Do the instruction that came with the furnace mention anything? Some recommend (and even come with) 1/4" mesh screen.


----------



## vsf (Oct 20, 2010)

*covering a furnace outlet duct*

I will look at the instructions (had not) but the mesh screen was what I had in mind - thanks for the suggestion


----------



## fabrk8r (Feb 12, 2010)

If you put 1/4" wire mesh into or anywhere close to the end of that vent pipe you will most likely have ice build up when the temperature is below freezing since you have a condensing furnace. Ice build up will cause restriction and the furnace will shut down and not light due to back pressure in the vent until the ice is removed.
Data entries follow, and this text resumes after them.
PR #4288, opened 2025-04-04
[CALCITE-6938] Support zero value creation of nested data types

xiedeyantu:
Please see: [CALCITE-6938](https://issues.apache.org/jira/browse/CALCITE-6938)

### DIFF
--- a/core/src/main/java/org/apache/calcite/rex/RexBuilder.java
+++ b/core/src/main/java/org/apache/calcite/rex/RexBuilder.java
@@ -1924,6 +1924,27 @@ public class RexBuilder {
     return makeLiteral(zeroValue(type), type);
   }
 
+  public RexNode makeZeroRexNode(RelDataType type) {
+    switch (type.getSqlTypeName()) {
+    case ARRAY:
+      return makeCast(type,
+          makeCall(type, SqlStdOperatorTable.ARRAY_VALUE_CONSTRUCTOR, ImmutableList.of()));
+    case MULTISET:
+      return makeCast(type,
+          makeCall(type, SqlStdOperatorTable.MULTISET_VALUE, ImmutableList.of()));
+    case MAP:
+      return makeCast(type,
+          makeCall(type, SqlStdOperatorTable.MAP_VALUE_CONSTRUCTOR, ImmutableList.of()));
+    case ROW:
+      List<RexNode> zeroFields = type.getFieldList().stream()
+              .map(field -> makeZeroRexNode(field.getType()))
+              .collect(Collectors.toList());
+      return makeCall(type, SqlStdOperatorTable.ROW, zeroFields);
+    default:
+      return makeZeroLiteral(type);
+    }
+  }
+
   private static Comparable zeroValue(RelDataType type) {
     switch (type.getSqlTypeName()) {
     case CHAR:
--- a/core/src/test/java/org/apache/calcite/rex/RexBuilderTest.java
+++ b/core/src/test/java/org/apache/calcite/rex/RexBuilderTest.java
@@ -31,7 +31,10 @@ import org.apache.calcite.sql.SqlCollation;
 import org.apache.calcite.sql.SqlKind;
 import org.apache.calcite.sql.fun.SqlLibraryOperators;
 import org.apache.calcite.sql.fun.SqlStdOperatorTable;
+import org.apache.calcite.sql.type.ArraySqlType;
 import org.apache.calcite.sql.type.BasicSqlType;
+import org.apache.calcite.sql.type.MapSqlType;
+import org.apache.calcite.sql.type.MultisetSqlType;
 import org.apache.calcite.sql.type.SqlTypeFactoryImpl;
 import org.apache.calcite.sql.type.SqlTypeName;
 import org.apache.calcite.test.CustomTypeSystems;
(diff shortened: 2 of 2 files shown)


core/src/main/java/org/apache/calcite/rex/RexBuilder.java
```diff
@@ -1917,6 +1917,34 @@ public RexLiteral makeZeroLiteral(RelDataType type) {
     return makeLiteral(zeroValue(type), type);
   }
 
+  public RexNode makeZeroForNestedType(RelDataType type) {
+    switch (type.getSqlTypeName()) {
+    case ARRAY:
```
mihaibudiu, line 1922: so you think a zero array is an array containing a zero?
or should it be an empty array?
the question is "zero for what algebraic operation"?
for concatenation the empty array is the zero.

mihaibudiu: same question for multisets and maps

mihaibudiu: I think an empty object makes more sense

xiedeyantu: Yes, I also think what you said is very reasonable. Maybe I should implement an XxxZero for each nested type and implement the Comparable interface. I am trying to modify it. Could you give some suggestions?

mihaibudiu: Why do you need the Comparable interface?
Just modify this function to return empty collections for ARRAY, MAP, MULTISET.

mihaibudiu: Yes, but I think it will just work, no need to worry about it.
Just invoke the constructor for array with no arguments and cast it to the correct type.

xiedeyantu: Got it, thanks a lot!

xiedeyantu: Please take a look, I have addressed, thanks!

core/src/main/java/org/apache/calcite/rex/RexBuilder.java
```diff
@@ -1918,31 +1918,24 @@ public RexLiteral makeZeroLiteral(RelDataType type) {
...
 
   public RexNode makeZeroForNestedType(RelDataType type) {
+    SqlOperator op;
     switch (type.getSqlTypeName()) {
     case ARRAY:
-      ArraySqlType arrayType = (ArraySqlType) type;
-      RexNode zeroElement = makeZeroForNestedType(arrayType.getComponentType());
-      return makeCall(type, SqlStdOperatorTable.ARRAY_VALUE_CONSTRUCTOR,
-          ImmutableList.of(zeroElement));
+      op = SqlStdOperatorTable.ARRAY_VALUE_CONSTRUCTOR;
```
mihaibudiu, line 1924: What is the type of the constructed array?
I wonder whether this will create problems because the type needs to be inferred.
But you know the type already, so you can synthesize a `CAST(ARRAY[] AS type)`.
Same below.

xiedeyantu: When using CAST, you may need to write something like ARRAY[INTEGER]

mihaibudiu: I am not sure what this statements means. This is not legal SQL.
And here I am talking about the internal representation.

xiedeyantu: You mean to keep the actual type and the writing consistent to avoid problems with `CAST(ARRAY[] AS type)` in SQL, right? I'll think about it and may need to adjust it again.

mihaibudiu: This should be a simple change. Just wrap the constructor call into a cast that produces `type`.

xiedeyantu: Thanks! I will fix it soon.

core/src/main/java/org/apache/calcite/rex/RexBuilder.java
```diff
@@ -1917,6 +1917,27 @@ public RexLiteral makeZeroLiteral(RelDataType type) {
...
+      break;
+    case MULTISET:
+      op = SqlStdOperatorTable.MULTISET_VALUE;
+      break;
+    case MAP:
+      op = SqlStdOperatorTable.MAP_VALUE_CONSTRUCTOR;
+      break;
+    case ROW:
+      op = SqlStdOperatorTable.ROW;
```
mihaibudiu, line 1933: I don't think this works for ROW. For ROW your original solution was correct: you need to create a zero for each field using a recursive call.

core/src/test/java/org/apache/calcite/rex/RexBuilderTest.java
```diff
@@ -1104,6 +1107,140 @@ private static Stream<Arguments> testData4testMakeZeroLiteral() {
...
+
+    // MAP<VARCHAR, INTEGER>
+    RelDataType mapType = new MapSqlType(varcharType, integerType, false);
+    RexNode expectedMap =
+        b.makeCast(
+            mapType, b.makeCall(mapType, SqlStdOperatorTable.MAP_VALUE_CONSTRUCTOR,
+            ImmutableList.of()));
+
+    // ROW<INTEGER, VARCHAR>
+    RelDataType rowType =
```
mihaibudiu, line 1183: I don't think this would pass validation.
Which means that these tests are not really conclusive, since they can generate incorrect programs. Is there a way you could make sure that these programs are valid?

core/src/main/java/org/apache/calcite/rex/RexBuilder.java
xiedeyantu: I tried to sort out the logic according to your suggestion. ROW needs to be processed recursively and filled with real zero values. Should MAP have the same logic as ROW or ARRAY? If both use recursive logic, then ARRAY and MULITSET only need to do a CAST at the innermost level?

mihaibudiu: Yes, ROW needs real zeros, MAP, ARRAY, and MULTISET should be empty.
The empty value is the zero value for monoid provided by the concatenation operation for these data structures.

core/src/test/java/org/apache/calcite/rex/RexBuilderTest.java
xiedeyantu: Is it that the test for ROW needs to be modified, but not the others? I saw that makeZoreLiteral also verifies how the zero value is constructed, and I referred to its logic.

mihaibudiu: it would be nice if there was a way to validate all of them.
I didn't think exactly how.

xiedeyantu: Should I keep this validation logic? Should I restore the zero value implementation logic of ROW to the previous version?

mihaibudiu: I think zero was correct for ROW previously.
For validation you can keep this, but can you make sure that there is additional validation? I haven't looked to see how builder results are validated.

xiedeyantu: Sorry, I didn't express myself clearly. I changed the zero value logic of ROW, and its corresponding validation will also be changed. I will keep the rest as it is.

mihaibudiu: the fact that there was no error shows that the validation is not strong enough. I don't think you should be able to create a ROW value with no fields when the type has fields.

mihaibudiu: if you find a way to validate the row, it will work for all other values.

core/src/main/java/org/apache/calcite/rex/RexBuilder.java
xiedeyantu: Done!

mihaibudiu:
Please squash the commits so we can merge this.

xiedeyantu:
> Please squash the commits so we can merge this.

@mihaibudiu Thanks, I have rebased.

PR #4289, opened 2025-04-04
[CALCITE-6939] Add support for Lateral Column Alias

mihaibudiu:
This is based on an implementation from https://github.com/apache/calcite/pull/2931 by @jaystarshot from 2022. 
However, this implementation does only one of the many things from the original. Moreover, it uses a conformance feature flag to gate the effects of this change.


mihaibudiu:
To save you the trouble from reading the JIRA issue, this adds a conformance flag to allow such programs become legal:
`SELECT 1 as x, x+1 as y`, where `x` can be used immediately once it has been defined.

core/src/test/java/org/apache/calcite/test/SqlValidatorTest.java
```diff
@@ -6677,6 +6677,32 @@ public boolean isBangEqualAllowed() {
         .withConformance(lenient).fails("Column 'E' not found in any table");
   }
 
+  /** Test case for <a href="https://issues.apache.org/jira/browse/CALCITE-6939">
+   * [CALCITE-6939] Add support for Lateral Column Alias</a>. */
+  @Test void testAliasInSelect() {
```
caicancai, line 6682: Does it support multi-layer nesting?

core/src/main/java/org/apache/calcite/sql/validate/SqlValidatorImpl.java
```diff
@@ -7393,20 +7393,65 @@ private SqlNode nthSelectItem(int ordinal, final SqlParserPos pos) {
...
+          if (!(ex instanceof CalciteContextException)) {
+            throw ex;
+          }
+          if (validator.getConformance().isSelectAlias() && id.isSimple()) {
+            // Try to lookup the item in the select list itself
+            String name = id.getSimple();
+            @Nullable SqlNode expr = null;
+            final SqlNameMatcher nameMatcher =
+                validator.catalogReader.nameMatcher();
+            int n = 0;
```
caicancai, line 7427: I feel that the variable name `n` is a bit vague. Is there a more appropriate name?

core/src/test/java/org/apache/calcite/test/SqlValidatorTest.java
```diff
@@ -6677,6 +6677,32 @@ public boolean isBangEqualAllowed() {
...
+    final SqlConformance withSelectAlias = new SqlAbstractConformance() {
+      @Override public boolean isSelectAlias() {
+        return true;
+      }
+    };
+
+    // Standard conformance
+    sql("select 1 AS x, ^x^ as Y")
```
NobiGo, line 6690: 1: Does this currently support SQL execution? Or is it only supporting validate?
2: If the table includes x and y columns, what would the output be if it is renamed as x?
Some cases I test in Spark:
```
create table table(x int,y int);
insert into table values(1, 2);
select 2 as x, x + 2  from table; // output=> 2       3
 select 2 as x1, x1 + 2; // Error in query: cannot resolve '`x1`' given input columns: []; line 1 pos **17;**
```

core/src/main/java/org/apache/calcite/sql/validate/SqlConformance.java
```diff
@@ -102,6 +102,16 @@ public interface SqlConformance {
    */
   boolean isGroupByAlias();
 
+  /**
+   * Whether to allow aliases from the {@code SELECT} clause to be used as
+   * column names in the same {@code SELECT} clause.
+   * E.g., SELECT 1 as X, X+1 as Y;
+   * Name lookup considers an identifier in the same SELECT only
+   * if other lookups failed.
+   * Supported by Spark, Snowflake, BigQuery.
```
NobiGo, line 111: Spark currently does not support.

mihaibudiu: https://www.databricks.com/blog/introducing-support-lateral-column-alias

mihaibudiu: May be wrong about bigquery, though. See the issue on JIRA.

caicancai: I remember that the documentation of Dataricks and Spark is sometimes different. I am not sure if this is also the case.

mihaibudiu: What other SQL do they support besides Spark SQL?

caicancai: The SQL engine inside Databricks has been rewritten in C++, which is different from the open source Spark. Maybe there are some changes in the rewriting process, which are difficult for us to verify. Maybe we should focus on the open source Spark version.

caicancai: I see. I have Dataricks' Spark here. I can help you verify it tomorrow.

caicancai: I see. @NobiGo Which version of Spark did you verify this on? Can you tell me? I can verify this on DataRisks later.

core/src/test/java/org/apache/calcite/test/SqlValidatorTest.java
mihaibudiu: I have added some tests to show that it does now

core/src/test/java/org/apache/calcite/test/SqlValidatorTest.java
mihaibudiu: I have added some SqlOperatorTests to show that this works end-to-end.

NobiGo: I tested it again using 3.5.1 and it is supported. Previously, I used 3.1.2.

core/src/main/java/org/apache/calcite/sql/validate/SqlConformance.java
NobiGo: I retested with 3.5.1 and it is supported.

core/src/main/java/org/apache/calcite/sql/validate/SqlConformance.java
```diff
@@ -102,6 +102,28 @@ public interface SqlConformance {
...
   boolean isGroupByAlias();
 
+  /**
+   * Value describing how to perform lookup for values defined in a SELECT statement.
+   */
+  enum SelectAliasLookup {
+    /** Values defined in a SELECT statement are not visible within the statement. */
+    UNSUPPORTED,
+    /** Values defined in a SELECT statement are visible to the right of their definition. */
+    LEFT_TO_RIGHT,
```
NobiGo, line 112:
```
What if the table t already has a column called “a” ?
Should “b” be 42 + 1, or should it be the column “a” + 1 ?
```
In Spark:
```
select 2 as x, x + 2 from table;
```
When the table has column x. and value 1. The SQL will return `2   3`.
I'm not sure if any other databases return `2 4` means the priority of column aliases is higher than the definition of the table.

mihaibudiu: As I have commented in the JIRA, if you would do that, you would break all existing queries that redefine columns that exist already. So I don't think any database can afford to do that.

mihaibudiu: If 'x' exists in the FROM, it is used from the FROM. 
Only when lookup in the FROM fails it is made in the local SELECT.

NobiGo (approved):
LGTM Based on the test cases.

mihaibudiu:
If you have comments on this topic please weigh in either here or in the jira.
Otherwise I plan to merge this.

core/src/main/java/org/apache/calcite/sql/validate/SqlValidatorImpl.java
```diff
@@ -7389,15 +7396,50 @@ private SqlNode nthSelectItem(int ordinal, final SqlParserPos pos) {
...
+    private SelectExpander(SqlValidatorImpl validator, SelectScope scope,
+        SqlSelect select, Map<String, SqlNode> expansions, Set<String> lookingUp) {
       super(validator, scope);
       this.select = select;
+      this.expansions = expansions;
+      this.lookingUp = lookingUp;
+    }
+
+    /**
+     * Create an expander for the items in a SELECT list.
```
julianhyde, line 7421: s/Create/Creates/

core/src/main/java/org/apache/calcite/sql/validate/SqlConformance.java
```diff
@@ -102,6 +102,28 @@ public interface SqlConformance {
    */
   boolean isGroupByAlias();
 
+  /**
+   * Value describing how to perform lookup for values defined in a SELECT statement.
```
julianhyde, line 106: 'lookup for values' - these are not values, these are aliases. It's not a SELECT statement, it's the SELECT list.

core/src/main/java/org/apache/calcite/sql/validate/SqlConformance.java
```diff
@@ -102,6 +102,28 @@ public interface SqlConformance {
...
+   */
+  enum SelectAliasLookup {
+    /** Values defined in a SELECT statement are not visible within the statement. */
+    UNSUPPORTED,
+    /** Values defined in a SELECT statement are visible to the right of their definition. */
```
julianhyde, line 111: Mention 'lateral'

core/src/main/java/org/apache/calcite/sql/validate/SqlValidatorImpl.java
```diff
@@ -7389,15 +7396,50 @@ private SqlNode nthSelectItem(int ordinal, final SqlParserPos pos) {
...
+   * local select expressions into the expressions themselves.
    */
   static class SelectExpander extends Expander {
     final SqlSelect select;
-
-    SelectExpander(SqlValidatorImpl validator, SelectScope scope,
-        SqlSelect select) {
+    // Maps simple identifiers to their expansions.
+    final Map<String, SqlNode> expansions;
+    // List of identifiers that are currently beeing looked-up.  Used to detect
```
julianhyde, line 7407: s/beeing/being/

core/src/main/java/org/apache/calcite/sql/validate/SqlValidatorImpl.java
```diff
@@ -7406,7 +7448,78 @@ static class SelectExpander extends Expander {
       if (node != id) {
         return node;
       } else {
-        return super.visit(id);
+        try {
+          return super.visit(id);
+        } catch (Exception ex) {
+          if (!(ex instanceof CalciteContextException)) {
```
julianhyde, line 7454: This is a lot of code for a `catch (Exception)` block.

julianhyde (commented):
We need a lot more tests. We need tests at the SQL (Quidem) level to make sure that expansion doesn't produce invalid plans. 

Something like the SQL queries in https://docs.databricks.com/aws/en/sql/language-manual/sql-ref-name-resolution 

I am especially worried about matching of GROUP BY columns. I can "SELECT x + y" if I have "GROUP BY x + y" but what if "y" has a different meaning in the two expressions?

mihaibudiu:
I will check to see how quidem tests can change conformance

mihaibudiu:
> I am especially worried about matching of GROUP BY columns. I can "SELECT x + y" if I have "GROUP BY x + y" but what if "y" has a different meaning in the two expressions?

Some of this is already a consideration when using isGroupbyAlias.

mihaibudiu:
I hope I have made it work with GROUP BY and HAVING. Indeed, there were some issues.

mihaibudiu:
There is a second commit which attempted to address all the issues raised by @julianhyde

core/src/main/java/org/apache/calcite/sql/validate/SqlConformance.java
caicancai: dataricks test success

caicancai (approved):

PR #4291, opened 2025-04-07
[CALCITE-6921] REGEXP_REPLACE with empty string causes Exception

kramerul:


NobiGo (approved):

NobiGo:
@kramerul Hi, could you please improve the test cases like Calcite-6923? To have a clearer view of the impact of our current PR on SQL.

kramerul:
Hi @NobiGo,

for [Calcite-6923](https://issues.apache.org/jira/browse/CALCITE-6923), it was necessary to test that backslashes are handled correctly. Therefore, Julian suggested to add additional tests (including *.iq files). In this case it's not necessary to have additional test for escape characters.

PR #4295, opened 2025-04-09
[CALCITE-6944] Cannot parse parenthesized partition by in Table Function

juntaozhang:
As description in JIRA: https://issues.apache.org/jira/browse/CALCITE-6944


xiedeyantu:
Could you change the title of the PR to make it consistent with your commit content?

juntaozhang:
as https://issues.apache.org/jira/browse/CALCITE-6944 discussion, `<table argument>` with parentheses is not the standard in [SO/IEC 19075-7:2021](https://www.iso.org/standard/78938.html), so close this PR.

PR #4296, opened 2025-04-10
[CALCITE-6945] Use LITERAL_AGG to simplify SubQueryRemoveRule by avoi…

NobiGo:
…ding the extra Project


core/src/main/java/org/apache/calcite/plan/RelOptUtil.java
```diff
@@ -729,21 +728,10 @@ public static Exists createExistsPlan(
...
-    final int projectedKeyCount = exprs.size();
-    exprs.add(rexBuilder.makeLiteral(true));
-
     ret = relBuilder.push(ret)
-        .project(exprs)
         .aggregate(
-            relBuilder.groupKey(ImmutableBitSet.range(projectedKeyCount)),
-            relBuilder.min(relBuilder.field(projectedKeyCount)))
+            relBuilder.groupKey(relBuilder.fields()),
+            relBuilder.literalAgg(true))
```
mihaibudiu, line 734: what does LITERAL_AGG return for an empty set?

core/src/test/resources/org/apache/calcite/test/RelOptRulesTest.xml
```diff
@@ -15595,15 +15585,15 @@ where exists(select * from dept where emp.deptno = dept.deptno)]]>
 LogicalProject(EMPNO=[$0], ENAME=[$1], JOB=[$2], MGR=[$3], HIREDATE=[$4], SAL=[$5], COMM=[$6], DEPTNO=[$7], SLACKER=[$8])
   LogicalJoin(condition=[=($7, $9)], joinType=[inner])
     LogicalTableScan(table=[[CATALOG, SALES, EMP]])
-    LogicalProject(DEPTNO=[$0])
+    LogicalProject(DEPTNO3=[$0])
```
mihaibudiu, line 15588: this suggests that an ALIAS is missing somewhere

core/src/main/java/org/apache/calcite/plan/RelOptUtil.java
NobiGo: `select literal_agg(true) from emp where 1=0;`
I make this work in Calcite, and it returns 0 rows.

core/src/test/resources/org/apache/calcite/test/RelOptRulesTest.xml
NobiGo: I have rolled back the relevant changes, it seems to be caused by the logic above.

mihaibudiu (approved):
Do we know if any end-to-end test exercises this rule?
Maybe some JDBCTest?

NobiGo:
> Do we know if any end-to-end test exercises this rule? Maybe some JDBCTest?

We have sub-query.iq to cover this.

mihaibudiu:
Do IQ tests use this rule?

NobiGo:
> Do IQ tests use this rule?

Yes, this SubQueryRemoveRule is effective in [Programs#standard](https://github.com/apache/calcite/blob/main/core/src/main/java/org/apache/calcite/tools/Programs.java#L312).

PR #4297, opened 2025-04-10
[CALCITE-6947] Support LogicalSnapshot in RelShuttle

xuzifu666:
As description in JIRA: https://issues.apache.org/jira/browse/CALCITE-6947

Currently RelShuttle do not support LogicalTableModify, need to support LogicalTableModify in RelShuttle.


xiedeyantu:
A small suggestion, if this makes sense, are there some missing logical operators that need to be added?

Why all the concern about covering the vent pipe? Ask any HVAC tech and they will tell you not to worry unless you have children who like to put things into places they don't belong. Animals are smart enough to stay out of confined places which smell like there is a lack of oxygen present.


----------



## vsf (Oct 20, 2010)

*cover a furnace duct outlet*

Makes sense - I will quit worrying about mice or anything getting up into duct.
thank you


----------



## fabrk8r (Feb 12, 2010)

FWIW, it would be virtually impossible for any varmints to enter your duct through the furnace vent pipe because the combustion chamber is separated from the duct, unless you have a hole in your heat exchanger...in which case you have bigger problems than mice!


----------



## vsf (Oct 20, 2010)

*covering a furance outlet duct*

I feel better about the duct opening situation now & very much appreciate your comments.....as well as another one that suggested drilling a hole at the bottom of vent to allow moisture to drip out. I will now be able to focus on the next thing for me to stress about
Thanks again


----------



## fabrk8r (Feb 12, 2010)

Don't sweat the petty things...and don't pet the sweaty things. ;o)


----------



## Bobbiejo (Oct 21, 2021)

fabrk8r said:


> That pipe is likely to be the exhaust vent for your furnace. Are there two pipes or just one? Can you follow it back to your furnace to be sure?
> 
> If there are two, one is combustion air and one is exhaust. Not recommended to cover with wire mesh due to possibility of freezing in cold temps when furnace is running. I've never had a problem with critters getting into the exhaust vent, but children and golf balls can be a nuisance. Some people cover the vents in warm weather to keep birds and bees out, but it's not a good idea during heating season.
> [/QUOTE. My aunt has mice getting in hers it so low to the ground. The pipe was added when she had humidifier added to her furnace . How can she keep them out?


----------



## supers05 (May 23, 2015)

This is an old thread. In the future, you should make a new one. This may or may not be legal depending on the furnace brand and your location. Rules vary greatly with this. 

The termination can also be moved. It shouldn't be closer then 14" above the snow line. 



https://www.homedepot.ca/product/ipex-homerite-products-3-inches-termination-vent-screen/1000655633


----------